Die Lebensräume des Wattenmeers bieten ein faszinierendes Schauspiel, das aufzeigt, wie physikalische Kräfte und biologische Abläufe zusammenwirken und dadurch die Voraussetzungen für Leben in einem fragilen Umfeld schaffen. Sie bilden ein komplexes System, das sich aus verschiedenen Umweltgradienten zusammensetzt, wie Wassertiefe und Salzgehalt, Höhenlage und Trockenheit, Einwirkung durch hydrodynamische Prozesse und Wind sowie durch Organismen veränderte Substrate. Hier kann man einen unschätzbaren Einblick in vergangene und laufende Anpassungsprozesse an den Klimawandel bei Pflanzen und Tieren und deren küstennahes Umfeld gewinnen. Trotz der Fragilität des Systems ist die Produktion an Biomasse so hoch wie fast nirgendwo sonst auf der Welt, weshalb Fische, Schalentiere und Vögel ein reichhaltiges Nahrungsangebot vorfinden.

Die wichtigsten Lebensräume des Wattenmeers sind auf einer Linie ausgehend vom offen Meer bis hin zur Küste angeordnet. Sie reichen von tiefen tidengeprägten Rinnen und Prielen bis zu den höchsten Dünen.


Karte des Wattenmeeres und seiner wichtigsten Lebensräume. CWSS.


 

Der vorgelagerte Meeresgürtel


Übergang vom Watt zu Meer. CWSS/Bostelmann.

Das dem Wattenmeer vorgelagerte Meer ist frei von Wattflächen und fällt fließend zur offenen Nordsee hin ab. Im Gezeitengebiet findet ein ständiger Austausch von Wasser und Sedimenten statt. Der Sedimentnachschub aus diesem vorgelagerten Meeresgürtel ist für die Resilienz der Küste von größter Bedeutung, damit sie auf Veränderungen im Gezeitengebiet, Schwankungen im Meeresspiegel und auf Beeinträchtigungen durch Sturmfluten reagieren kann.

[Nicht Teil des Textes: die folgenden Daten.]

PR #2824, opened 2021-09-20
Datadog agent integration

timotheeg:
## Context

We are implementing DataDog as a central monitoring system. The FormSg AWS account has been integrated to DataDog already, but more needs to be done:
* Run DataDog Agent on our servers
* Install various DataDog connectors (e.g. for express and winston)
* Report custom data as needed

This PR only install the DataDog agent on the FormSG servers.

## Approach
Run the DataDog agent on the FormSG server. It will report host system metrics.

The EB environment needs 2 new environment variables: `DD_API_KEY` (see [here](https://app.datadoghq.com/account/settings#api)) and `DD_ENV` (`staging`|`production`).

Tested on staging, sample data here:
https://app.datadoghq.com/dashboard/b3u-egb-apu/formsg?tpl_var_env=staging&from_ts=1632260114510&to_ts=1632274514510&live=true

Note: The DD agent is configured to accept non-local traffic to allow host-Docker communication. Care should be taken to never expose the DogStatsD port 8125/8126(?) to other hosts, or the internet.

## Deploy Notes
- [ ]  Early (e.g. 730am or 8am) add the 2 environment variables below (cause EB redeploy, but new env vars are not used yet)
- [ ] Deploy new as normal 

- `DD_API_KEY` : FormSG specific API key for DataDog
- `DD_ENV`: `staging` or `production`

**New dependencies**:

- [`hot-shots`](https://www.npmjs.com/package/hot-shots) : client for StatsD/Datadog Agent
- [`connect-datadog`](https://www.npmjs.com/package/connect-datadog): integrations for Connect/Express


mantariksh:
>  Early (e.g. 730am or 8am) add the 2 environment variables below (cause EB redeploy, but new env vars are not used yet)

@timotheeg can I check why we need to do this? adding environment variables is safe, we do it regularly (e.g. to update site banners)

timotheeg:
> > Early (e.g. 730am or 8am) add the 2 environment variables below (cause EB redeploy, but new env vars are not used yet)
> 
> @timotheeg can I check why we need to do this? adding environment variables is safe, we do it regularly (e.g. to update site banners)

As we discussed earlier, this was me being paranoidically careful. Changing env vars causes an EB deployment, which means old instances are put in drain mode. That is safe, provided we do not have long running requests which exceed the drain timeout (I haven't checked what's the drain timeout for our setup btw). Such requests can break, so doing an early change is just reducing risks. Since the majority of our requests are short, that note may indeed be overkill. But ideally, we predictable response times for all requests (or built-in retries mechanisms for known long requests), guaranteeing that changing env vars is indeed completely safe at any time.

liangyuanruo:
I would also note that enabling non-local traffic to allow host-Docker communication also means that we should never expose the DogStatsD port 8125/8126(?) to the internet.

timotheeg:
> I would also note that enabling non-local traffic to allow host-Docker communication also means that we should never expose the DogStatsD port 8125/8126(?) to the internet.

That is correct. I don't think think we would ever open these ports (?). In fact they should not even be opened to any other hosts in the network.

src/app/loaders/express/index.ts
```diff
@@ -1,13 +1,16 @@
...
 import addRequestId from 'express-request-id'
+import { StatsD } from 'hot-shots'
 import http from 'http'
 import { Connection } from 'mongoose'
 import nocache from 'nocache'
 import path from 'path'
 import url from 'url'
 
 import config from '../../config/config'
+// import { datadogConfig } from '../../config/features/datadog.config'
```
tshuli, line 13: Is this commented import needed?

tshuli (approved):
lgtm except one nit

src/app/loaders/express/index.ts
timotheeg: Nope, that's an accident! Good catch! :)

timotheeg: Pushed commit to fix! Thanks!

src/app/loaders/express/index.ts
```diff
@@ -141,6 +143,21 @@ const loadExpressApp = async (connection: Connection) => {
...
+  app.use(
+    connectDatadog({
+      method: true, // i.e. normalized path, to keep cardinality in check
+      response_code: true,
+      path: false, // !! Important: do not turn this true or the tag cardinality will explode
+      dogstatsd: new StatsD({
+        useDefaultRoute: true,
+        errorHandler: (error) => {
+          // eslint-disable-next-line no-console
+          console.log(error)
```
mantariksh, line 155: under what circumstances will we encounter errors here? should we be logging a specific string here so we can set alerts for it?

mantariksh (approved):
lgtm, one question

src/app/loaders/express/index.ts
timotheeg: Actually, I'm not sure and I was even thinking of removing this error handler entirely 🤔 . I added it yesterday because I had trouble getting data, and I was suspecting some app-level issue, but I had just misconfigured the agent (shame on me, I didn't read Alwyn's sample properly! 😑 )

Now that you mention it I think I will remove it. being unable to send metrics would likely be reflected in the metrics themselves (no data or less data?), but logging every metric push error would just pollute logs.

timotheeg: removed

src/app/loaders/express/index.ts
```diff
@@ -141,6 +143,17 @@ const loadExpressApp = async (connection: Connection) => {
   // Log intranet usage
   app.use(IntranetMiddleware.logIntranetUsage)
 
+  app.use(
+    connectDatadog({
+      method: true, // i.e. normalized path, to keep cardinality in check
```
timotheeg, line 148: This comment is not correct 😑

In diesem Meeresbereich kommt es oft zu massivem Wachstum an Phytoplankton, da die Trübheit gering genug ist, um ausreichend Licht durchzulassen und die Nährstoffkonzentration hoch ist. Durch die Gezeitenströme, Rinnen und Priele dringt diese Primärproduktion an Biomasse aus dem offenen Meer zum küstennahen Zoobenthos vor. Larven benthischer Fauna und Fische werden aus diesem vorgelagerten Meeresbereich in Küstennähe getrieben. Garnelen, Fische, Tauchvögel, Seehunde und Schweinswale pendeln mühelos zwischen dem offenen Meer und küstennahen Zonen hin und her.


 

Gezeitenzone


Wattflächen. CWSS/Bostelmann.

In der Gezeitenzone liegen die für das Wattenmeer markantesten Lebensräume − die Wattflächen, überspülten Flachwasserbereiche und Priele der hinter der Barriere zum Meer hin gelegenen Regionen.

Zweimal täglich zieht sich das Meer langsam zurück und gibt Flächen frei, die dann wieder überspült werden. Bei Ebbe trifft das Meer auf den Horizont und lädt den Betrachter zu einer Wattwanderung ein, wenn mehr als die Hälfte der Wattflächen frei liegen. Es ist jedoch Vorsicht geboten, da zahlreiche Rinnsale, einige Priele und tiefe Fahrrinnen das Watt durchtrennen und den Weg abschneiden können.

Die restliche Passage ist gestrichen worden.